| PROBLEM TO WORK ON |
Where the records below show a line containing "be the problem?", start copying; end with the line containing "[infra] Fix configure_compiler_coverage", and copy it too.

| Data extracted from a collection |
PR #3103, opened 2020-07-14
[one-cmds] introduce one-prepare-venv

seanshpark:
This will introduce one-prepare-venv and its document to prepare python virtual environment with TensorFlow


seanshpark:
For #3018, from draft #3036

Issue #3123, opened 2020-07-14
Compiler FE: daily compiler coverage failed


seanshpark:
http://npuci.mooo.com:8080/job/nnfw/job/master/job/daily-compiler-coverage/ fails

```
02:27:14  -- Configure TFLITE2CIRCLE-CONVERSION-TEST
02:27:14  CMake Error at /home/jenkins_slave_coverage/workspace/nnfw/master/daily-compiler-coverage/compiler/tflite2circle-conversion-test/CMakeLists.txt:41 (get_target_property):
02:27:14    get_target_property() called with non-existent target "testDataGenerator".
02:27:14  
02:27:14  
02:27:14  -- Configure TFLITE2CIRCLE-CONVERSION-TEST - Done
02:27:14  -- Configuring incomplete, errors occurred!
```

from recent no 31 : http://npuci.mooo.com:8080/job/nnfw/job/master/job/daily-compiler-coverage/31/console

seanshpark:
@mhs4670go , do you know what may be the problem?

seanshpark:
Seems `infra/scripts/configure_compiler_coverage.sh` needs update

mhs4670go:
`tflite2circle-conversion-test` should be built after `common-artfacts` is built. So I think we should add `common-artifacts` to script.

seanshpark:
need to add `arser` too

seanshpark:
done

PR #3125, opened 2020-07-14
[infra] Fix configure_compiler_coverage

seanshpark:
This will add recent common-artifacts to configure_compiler_coverage list


seanshpark:
For #3123

PR #3141, opened 2020-07-14
[onert] Fix DotDumper to show multiple edges

wateret:
- Show multiple edges if an operand is used multiple times
  by iterating over operations rather than operands
  (operand does not have order and duplications)
- Change creating a new `shared_ptr` object to a raw pointer of existing
  object
- Variable/method name changes : edge -> out_edge


wateret:
Screen Shot 2020-07-14 at 7 12 21 PM → Screen Shot 2020-07-14 at 7 12 05 PM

| YOUR RESPONSE |
@mhs4670go , do you know what may be the problem?

seanshpark:
Seems `infra/scripts/configure_compiler_coverage.sh` needs update

mhs4670go:
`tflite2circle-conversion-test` should be built after `common-artfacts` is built. So I think we should add `common-artifacts` to script.

seanshpark:
need to add `arser` too

seanshpark:
done

PR #3125, opened 2020-07-14
[infra] Fix configure_compiler_coverage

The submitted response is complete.